By David A. Patten   |   Thursday, 14 May 2009 10:19 PM

An estimated 30,000 citizens participated Thursday evening in an unprecedented teleconference hosted by GOP governors Rick Perry of Texas and Mark Sanford of South Carolina, unveiling a “Tea Party 2.0” plan to fight ballooning federal deficits that under the Obama administration have reached record proportions.

The Republican Governors Association (RGA) kicked off its event with brief remarks by both governors, who pointed out that a remarkable 38 governorships are up for grabs in the next two years — including this year’s closely watched races in Virginia and New Jersey.

Both leaders were careful to give credit to the grass-roots organizations that laid the groundwork for the Tax Day Tea Parties, which drew over 1.2 million participants to anti-tax rallies across the country on April 15 — while also acknowledging that those groups remain independent from the Republican Party.

“I think the question that [Gov.] Rick [Perry] and I are struggling with is, how do you honor what they got started?” Gov. Sanford said. “Not to supplant and not in any way to crowd out – but how do you honor [their accomplishments]?”

Acknowledging the Tea Party Patriots and the Tax Day Tea Party organizations responded to concerns group leaders voiced to Newsmax earlier in the day, urging that the Tea Party movement remain independent of any political party or other organization.

Longtime conservative leader and direct-mail guru Richard Viguerie told Newsmax prior to the teleconference that independence is a life-or-death matter for the Tea Party organizations.

“The surest way the grassroots Tea Party movement would die is to become affiliated with politicians or any political party or committee,” Viguerie said. “The Tea Party is a perfect example of what America needs – citizens providing leadership and energy. Politicians and the political establishment created the problem, heck they ARE the problem. If they weren’t the problem, we wouldn’t need the Tea Party movement, now would we?”

Perry’s comments on the group’s bipartisan nature appeared to agree.
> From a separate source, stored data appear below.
PR #771, opened 2023-06-23
feat: Add demo scripts for interacting with ZkSync

nicholaspai:
# Motivation

Prepare repo to interact with ZkSync Goerli and Era Mainnet networks. Include scripts that we can use in the future to inform how to build the ZKSync inventory manager adapter

# Details
Adds some configuration to support zksync. Tested this with the `sendTokensAdapter` script and a new script `zkSyncDemo` where I tested out deposits to ZkSync and other actions we'll want from day 1 on the relayer.

Transactions successfully executed on chain `324` (ZkSync mainnet):
- `transfer` ETH: https://explorer.zksync.io/tx/0x254948f1d03ebbbbc533fde06f0735a59cc1e313c79f8f25b65e72c0459e2661
- `deposit` wrapped ETH: 0x9f667f0cd79dc28a08a1372343c9bf7e9f72f6dfeec8a71ddd5f40d0f5035788
- `withdraw` wrapped ETH: 0x4fac492fb8e7771590a92bf9aee64f490467cf80e4ff222cd6fbd596195c7269
- `depositETH` to ZkSync from Ethereum: https://etherscan.io/tx/0xdc9409002251adb1c8dd6559b6f6ddc586e6b4b662ce1d7a4a0b241bb946e895
- `depositERC20` to ZkSync from Ethereum: https://etherscan.io/tx/0x9fc458abe311d5ba7fc9a887e595fa251b24604a286a794ce53f7cb634f29df2


scripts/zkSyncDemo.ts
```diff
@@ -0,0 +1,205 @@
...
+    throw new Error("Define `zkSyncChainId` as the zkSync chain you want to connect on");
+  }
+
+  const baseSigner = await getSigner();
+  const connectedSigner = baseSigner.connect(await getProvider(Number(args.chainId)));
+  console.log("Connected to account", connectedSigner.address);
+  const recipient = args.to;
+  const token = args.token;
+  if (!ethers.utils.isAddress(recipient)) {
+    throw new Error("invalid addresses");
```
pxrl, line 81:
```suggestion
    throw new Error(`invalid \"to\" address: ${recipient}`);
```

scripts/zkSyncDemo.ts
```diff
@@ -0,0 +1,205 @@
...
+      l2GasLimit,
+      l2PubdataByteLimit
+    );
+    console.log(`Contract estimated L2 transaction base cost: ${l2TransactionBaseCost.toString()}`);
+    const _txnRequest: AugmentedTransaction = {
+      contract: mailboxContract,
+      chainId: args.chainId,
+      method,
+      args: params,
+      gasLimitMultiplier: 1,
```
pxrl, line 126: This defaults to 1x so you can easily leave it out, though if we suspect that the call might need padding then it's also fine to explicitly define it here.

scripts/zkSyncDemo.ts
```diff
@@ -0,0 +1,205 @@
...
+    const amountFromWei = ethers.utils.formatUnits(args.amount, decimals);
+    // Check the user is ok with the info provided. else abort.
+    console.log(`Send ${symbol} with amount ${amountFromWei} tokens to ${recipient} on chain ${args.zkSyncChainId}`);
+    if (!(await askYesNoQuestion("\nConfirm that you want to execute this transaction?"))) {
+      return;
+    }
+    console.log("sending...");
+
+    const l1ERC20Bridge = new Contract(
+      "0x57891966931Eb4Bb6FB81430E6cE0A03AAbDe063",
```
pxrl, line 152: Do we have somewhere central to define hardcoded contract addresses?

scripts/zkSyncDemo.ts
```diff
@@ -0,0 +1,205 @@
...
+      l1Erc20BridgeInterface,
+      connectedSigner
+    );
+    const method = "deposit";
+    const l2GasLimit = await zksync.utils.estimateDefaultBridgeDepositL2Gas(
+      connectedSigner.provider,
+      zkSyncProvider,
+      token,
+      toBN(args.amount),
```
pxrl, line 161: Just to be sure, is it intended to use `args.amount` or `amountFromWei` here?

src/common/Constants.ts
```diff
@@ -60,9 +60,11 @@ export const DEFAULT_MIN_DEPOSIT_CONFIRMATIONS = {
   10: 0,
   137: 128, // Commonly used finality level for CEX's that accept Polygon deposits
   288: 0,
+  324: 0,
```
pxrl, line 63: I found [this](https://era.zksync.io/docs/reference/concepts/finality.html#instant-confirmations) section describing zkSync finality. I'm a little unclear about best practice due to the following sentence: `More cautious users may prefer to wait for full finality, or for any of the intermediate steps described above, before considering the assets as received.`

Have you seen any better description?

src/utils/NetworkUtils.ts
```diff
@@ -14,6 +14,12 @@ export function getNetworkName(networkId: number | string): string {
     if (Number(networkId) == 421613) {
       return "ArbitrumGoerli";
     }
+    if (Number(networkId) == 324) {
+      return "ZkSync";
+    }
+    if (Number(networkId) == 280) {
+      return "ZkSync-Goerli";
+    }
```
pxrl, line 22: wdyt about importing our own version of `PublicNetworks` that we can maintain more easily? Could place it in the sdk.

scripts/zkSyncDemo.ts
```diff
@@ -0,0 +1,205 @@
...
+      value: l2TransactionBaseCost.add(args.amount),
+      message: "Deposit ETH to ZkSync",
+      mrkdwn: "Deposit ETH to ZkSync",
+    };
+    const simulationResult = (await txnClient.simulate([_txnRequest]))[0];
+    if (simulationResult.succeed) {
+      await txnClient.submit(args.chainId, [simulationResult.transaction]);
+    } else {
+      console.log("Simulation failed", simulationResult);
+    }
```
pxrl, line 136: This part seems common to both use cases - worth dropping it out the bottom of the if statement?

scripts/zkSyncDemo.ts
```diff
@@ -0,0 +1,205 @@
...
+  }
+  if (!Object.keys(args).includes("to")) {
+    throw new Error("Define `to` as where you want to send funds to");
+  }
+  if (!Object.keys(args).includes("chainId")) {
+    throw new Error("Define `chainId` as the chain you want to connect on");
+  }
+  if (!Object.keys(args).includes("zkSyncChainId")) {
+    throw new Error("Define `zkSyncChainId` as the zkSync chain you want to connect on");
+  }
```
pxrl, line 73:
```suggestion
  const fields: { [key: string]: errMsg } = {
    "token": "Define `token` as the address of the token to send",
    "amount": "Define `amount` as how much you want to send",
    "to": "Define `to` as where you want to send funds to",
    "chainId": "Define `chainId` as the chain you want to connect on",
    "zkSyncChainId": "Define `zkSyncChainId` as the zkSync chain you want to connect on",
  };
  
  Object.entries(fields).forEach(([key, errMsg]) => {
    if (!isDefined(args[key])) {
      throw new Error(errMsg);
    }
  }
```

scripts/zkSyncDemo.ts
```diff
@@ -0,0 +1,205 @@
...
+      contract: mailboxContract,
+      chainId: args.chainId,
+      method,
+      args: params,
+      gasLimitMultiplier: 1,
+      value: l2TransactionBaseCost.add(args.amount),
+      message: "Deposit ETH to ZkSync",
+      mrkdwn: "Deposit ETH to ZkSync",
+    };
+    const simulationResult = (await txnClient.simulate([_txnRequest]))[0];
```
pxrl, line 131: I threw up a quick [PR](https://github.com/across-protocol/relayer-v2/pull/777) to make `TransactionClient.submit()` call `self.simulate()` if the gasLimit is not defined. This would probably mean you can skip the call to `txnClient.simulate()` here.

scripts/zkSyncDemo.ts
```diff
@@ -0,0 +1,205 @@
...
+  }
+  if (!Object.keys(args).includes("zkSyncChainId")) {
+    throw new Error("Define `zkSyncChainId` as the zkSync chain you want to connect on");
+  }
+
+  const baseSigner = await getSigner();
+  const connectedSigner = baseSigner.connect(await getProvider(Number(args.chainId)));
+  console.log("Connected to account", connectedSigner.address);
+  const recipient = args.to;
+  const token = args.token;
```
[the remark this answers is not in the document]
nicholaspai: good point added

scripts/zkSyncDemo.ts
nicholaspai: We hardcode the bridge addresses in `/clients/bridges` like in `OptimismAdapter` and `ArbitrumAdapter` so maybe we can start a new pattern for `ZkSyncAdapter`.

WDYT of this: f4e18426fdff17065dc2a38c23124781d9b87f3b

src/common/Constants.ts
nicholaspai: The way I understand it, full finality is 24 hours but with a single centralized sequencer in practice (to bootstrap the network), finality is instant: 

_Taken from [source](https://era.zksync.io/docs/reference/concepts/finality.html#instant-confirmations)_

> ## Finality on zkSync Era
>
> As with other L2 rollup systems, finality and security on zkSync Era is tied to the finality and security of the underlying L1 Ethereum chain. Finality on zkSync Era is the time taken from sending a transaction to when the L1 smart contract updates the L2 state. The process has a few steps:
> 
> - Fill a batch with transactions (usually takes a few minutes).
> - Commit the batch to Ethereum.
> - Generate a proof for the whole batch (usually takes around an hour).
> - Submit the proof for verification by the Ethereum smart contract.
> - Finalize the batch on Ethereum (delayed by ~21 hours as a security measure during the alpha phase).
>
> When this process is complete, around ~24 hours in total, the batch is as final as any Ethereum transaction included in the same Ethereum block.
> 
> ## Instant confirmations
> Even though zkSync Era finality is usually around 24 hours, users may consider transactions submitted to zkSync Era as having instant confirmation. Transaction details are instantly displayed in the UI and API (although they are marked as unconfirmed), and the transferred assets can be used immediately to make further transfers (which might even end up in the same zkSync Era batch).
> 
> More cautious users may prefer to wait for full finality, or for any of the intermediate steps described above, before considering the assets as received.

src/utils/NetworkUtils.ts
nicholaspai: Yea that would be great, its much slower to have to add these to the `protocol/packages/common` package

scripts/zkSyncDemo.ts
nicholaspai: Nice refactor +1 70dc556a6f5787dddad02fa67ece0a0b4534cf05

nicholaspai:
https://github.com/across-protocol/relayer-v2/pull/771#discussion_r1241802447

@pxrl wdyt about this refactor https://github.com/across-protocol/relayer-v2/pull/771/commits/5f87d523c4b9cc215862e7447b715aed4a0c3365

“I’m telling you, I saw Republicans, Democrats, Libertarians. I saw people who didn’t want to be associated with any political party at the Tea parties I went to in Texas. And it was really invigorating to me, to see their passion. And our job is to work together … I want like-minded people to remain focused on what really matters, and to sustain this movement,” he said.

Among the questions Perry and Sanford fielded during the call:

  • What can be done to repair a GOP brand that was tainted by Bush-era deficit spending?

  • How to elect conservative Republicans in the face of mainstream-media opposition?

  • Can the party thrive while continuing to advocate conservative social positions such as pro-life and the sanctity of traditional marriage.

  • How to heal the apparent split between moderates and conservative Republicans?

  • What can states do to protect citizens from the growth of federal government?

    “You know, despite all the mockery of left-wing commentators,” Perry said, “the Tea Party movement is an example of a growing sense of frustration on the part of hard-working Americans. And it’s just going to get bigger.